Da Pelè a Zico, da Ronaldo a Ronaldinho, da Kakà a Neymar. Quando si parla di calcio brasiliano sono questi i nomi più gettonati.
Eppure sono io, nel mondo del calcio brasiliano, il giocatore più conosciuto al mondo.
Il miglior 171 nella storia del calcio.
Non ci credete?
Ho giocato dieci anni tra i dilettanti prima di passare tra i professionisti.
Nel Botafogo, Fluminense, Puebla in Messico, El Paso in Usa, America di Rio, Bangu, Vasco e Ajaccio.

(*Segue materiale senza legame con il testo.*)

PR #455, opened 2024-01-06
Add Liliana Decorator & update websites 

MikeZeDev:
Pretty easy decorator. For websites that looks like Mangareader.to (theme "mangareader", but too generic name) or Liliana (similar look, where placeholder image for lazy-loaded images is 2 chibi-maid dancing)

Mangareader.to NOT included, as its a bit different, has multi language support and scrambled pictures. It will be added in a future PR AFTER this one.


web/src/engine/websites/decorators/Liliana.ts
```diff
@@ -0,0 +1,42 @@
+//For websites similar to MangaSect, Manga347, ManhuaPlus, ManhuaGold,  MangaReader.to,
```
ronny1982, line 1: There is no [decorator](https://www.typescriptlang.org/docs/handbook/decorators.html) or decorator factory in this file, only some constant strings are exported. Consider moving this to a more appropriate directory.

web/src/engine/websites/ManhuaPlus.ts
```diff
@@ -1,20 +1,19 @@
...
+@Common.MangaCSS(/^{origin}\/manga\/[^/]+$/, 'article header h1')
+@Common.MangasMultiPageCSS(Liliana.mangaPath, 'section div.text-center a.clamp', 1, 1, 0, Common.AnchorInfoExtractor(true))
+@Common.ChaptersSinglePageCSS(Liliana.queryChapters)
+@Common.PagesSinglePageJS(Liliana.queryPagesScript, 500)
+@Common.ImageAjax(true, true)
 export default class extends DecoratableMangaScraper {
 
     public constructor() {
-        super('manhuaplus', 'ManhuaPlus', 'https://manhuaplus.com', Tags.Media.Manhua, Tags.Media.Manhwa, Tags.Language.English);
+        super('manhuaplus', 'ManhuaPlus', 'https://manhuaplus.org', Tags.Media.Manhua, Tags.Media.Manhwa, Tags.Language.English, Tags.Source.Aggregator);
```
ronny1982, line 15: The https://manhuaplus.com Madara website is still available. The https://manhuaplus.org website seems to be a different one. Shouldn't this be a new website instead of replacing the existing one?

web/src/engine/websites/JManga.ts
```diff
@@ -0,0 +1,22 @@
...
+import * as Common from './decorators/Common';
+import * as Liliana from './decorators/Liliana';
+import { pageScript } from './RawOtaku';
+
+@Common.MangaCSS(/^{origin}\/read\/[^/]+-raw\/$/, Liliana.queryMangaTitleFromURI)
+@Common.MangasMultiPageCSS('/raw-manga/?p={page}', Liliana.queryMangas, 1, 1, 0, Common.AnchorInfoExtractor(true))
+@Common.ChaptersSinglePageCSS('div.chapters-list-ul ul li.item a.item-link', Common.AnchorInfoExtractor(true) )
+@Common.PagesSinglePageJS(pageScript, 500)
+@Common.ImageAjax()
+export default class extends DecoratableMangaScraper {
```
ronny1982, line 13: Is this really a Liliana based website? It looks different and does not import Liliana resources like the other websites.

web/src/engine/websites/RawOtaku.ts
```diff
@@ -0,0 +1,40 @@
...
+        );
+    })
+`;
+
+@Common.MangaCSS(/^{origin}\/read\/[^/]+-raw\/$/, Liliana.queryMangaTitleFromURI)
+@Common.MangasMultiPageCSS('/raw-manga/?p={page}', Liliana.queryMangas, 1, 1, 0, Common.AnchorInfoExtractor(true))
+@Common.ChaptersSinglePageCSS('div.chapters-list-ul ul li.item a.item-link', Common.AnchorInfoExtractor(true) )
+@Common.PagesSinglePageJS(pageScript, 500)
+@Common.ImageAjax()
+export default class extends DecoratableMangaScraper {
```
ronny1982, line 31: Is this really a Liliana based website? It looks different and does not import Liliana resources like the other websites.

web/src/engine/websites/RawOtaku.ts
```diff
@@ -0,0 +1,40 @@
...
+import icon from './RawOtaku.webp';
+import { DecoratableMangaScraper } from '../providers/MangaPlugin';
+import * as Common from './decorators/Common';
+import * as Liliana from './decorators/Liliana';
+
+export const pageScript = `
+    new Promise(resolve => {
+        const elementid = '#' + manga.lang + '-chapters li[data-number="'+ manga.name +'"]';
+        const chapterid = document.querySelector(elementid).dataset.id;
+        $.get(
```
ronny1982, line 11: Isn't the error handling function missing in this `JQuery` [get](https://api.jquery.com/jQuery.get/) request?
May also consider to use `.done()` and `.fail()` fluent methods which are equivalent to `Promise.then` and `Promise.catch`.

web/src/engine/websites/decorators/Liliana.ts
```diff
@@ -0,0 +1,42 @@
...
+                });
+            }
+            resolve(nodes.map(element => {
+                const anchorElement = element.querySelector('a.readImg');
+                return anchorElement.href ;
+            }));
+        }
+
+        const ajaxendpoint = new URL('/ajax/image/list/chap/'+ CHAPTER_ID, window.location.href);
+        fetch(ajaxendpoint, {
```
ronny1982, line 33: Consider `async/await` instead, also reject promise in case of error.

web/src/engine/websites/decorators/Liliana.ts
```diff
@@ -0,0 +1,42 @@
...
+
+export const queryPagesScript = `
+    new Promise(resolve => {
+
+        function parseResults(data) {
+            const dom = new DOMParser().parseFromString(data, 'text/html');
+            let nodes = [...dom.querySelectorAll('div.separator')];
+
+            //sort if needed
+            if (nodes[0].hasAttribute('data-index')) {
```
ronny1982, line 19: What about the case when some nodes have this attribute, and some nodes don't?

web/src/engine/websites/decorators/Liliana.ts
```diff
@@ -0,0 +1,42 @@
...
+                nodes = nodes.sort(function (a, b) {
```
ronny1982, line 20: No need to re-assign, sort mutates the original array and just returns a reference.

web/src/engine/websites/decorators/Liliana.ts
```diff
@@ -0,0 +1,42 @@
...
+    'ul#chapters-list li a.item-link',
+    'ul#myUL li.chapter a',
+].join(',');
+
+export const queryPagesScript = `
+    new Promise(resolve => {
+
+        function parseResults(data) {
+            const dom = new DOMParser().parseFromString(data, 'text/html');
+            let nodes = [...dom.querySelectorAll('div.separator')];
```
ronny1982, line 16: Use `const` instead of `let`.

web/src/engine/websites/decorators/Liliana.ts
```diff
@@ -0,0 +1,42 @@
...
+
+            //sort if needed
+            if (nodes[0].hasAttribute('data-index')) {
+                nodes = nodes.sort(function (a, b) {
+                    const za = parseInt(a.dataset.index);
+                    const zb = parseInt(b.dataset.index);
+                    return za - zb;
```
ronny1982, line 23: May return `0` in case one of the nodes doesn't have the attribute.

web/src/engine/websites/decorators/Liliana.ts
```diff
@@ -0,0 +1,42 @@
...
+                });
+            }
+            resolve(nodes.map(element => {
+                const anchorElement = element.querySelector('a.readImg');
```
ronny1982, line 27: No need for intermediate variable, return directly.

ronny1982 (changes requested):

web/src/engine/websites/decorators/Liliana.ts
MikeZeDev: template?

web/src/engine/websites/ManhuaPlus.ts
MikeZeDev: Same owner.  For a while we can see that on the .com website.
image

web/src/engine/websites/decorators/Liliana.ts
MikeZeDev: This case was never encountered. I mean, the website script itself is reordering them. In that case it would be broken.
Its all or nothing.

web/src/engine/websites/JManga.ts
MikeZeDev: As weird as it is, they share some CSS selectors that are unique like `div.anisc-detail` and others.

Anyway, like you said, liliana is not a decorator just a set of CSS and a script, importing values for it is not a big deal.

web/src/engine/websites/RawOtaku.ts
MikeZeDev: read previous answer

web/src/engine/websites/RawOtaku.ts
MikeZeDev: I merely copied the website code. fine then.

web/src/engine/websites/decorators/Liliana.ts
MikeZeDev: Handled in sorting anyway.

web/src/engine/websites/decorators/Liliana.ts
MikeZeDev: In that case i should move MH.ts from decorators to templates, and patch websites accordingly since there is no decorators

web/src/engine/websites/RawOtaku.ts
```diff
@@ -2,24 +2,21 @@ import { Tags } from '../Tags';
...
-            },
-            function(j) {
-                if (j.status == 1) {
-                    const dom = new DOMParser().parseFromString(j.html, 'text/html');
-                    resolve([...dom.querySelectorAll('div.iv-card img')].map(image => image.dataset.src));
-                } else reject();
-            },
-            "json"
-        );
+        }).fail(error => reject(error))
```
ronny1982, line 13: I suggest to use `.fail()` as last link, in the chain, to catch errors that may otherwise occur in `.done()` afterwards and won't be handled otherwise.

E vi garantisco che ognuna di queste squadre mi pagò regolarmente lo stipendio.
MI chiamo Carlos Henrique Raposo detto il “Kaiser”, perché avevo il fisico di Beckenbauer.
Se giocavo come lui? Insomma, non proprio.
Diciamo che avevo un problema, non so quanto importante per giocare a calcio.
Il pallone.
Lo ammetto. Sono l’unico giocatore al mondo che ha giocato vent'anni, praticamente senza mai sporcare le scarpe da calcio.
Non sapevo giocare al pallone, ma avevo una dote fondamentale.
Quella di essere amico di gente che contava.
Che volete, ognuno ha il suo talento.
Io ero diventato il punto di riferimento per i calciatori brasiliani nelle notti di Rio de Janeiro.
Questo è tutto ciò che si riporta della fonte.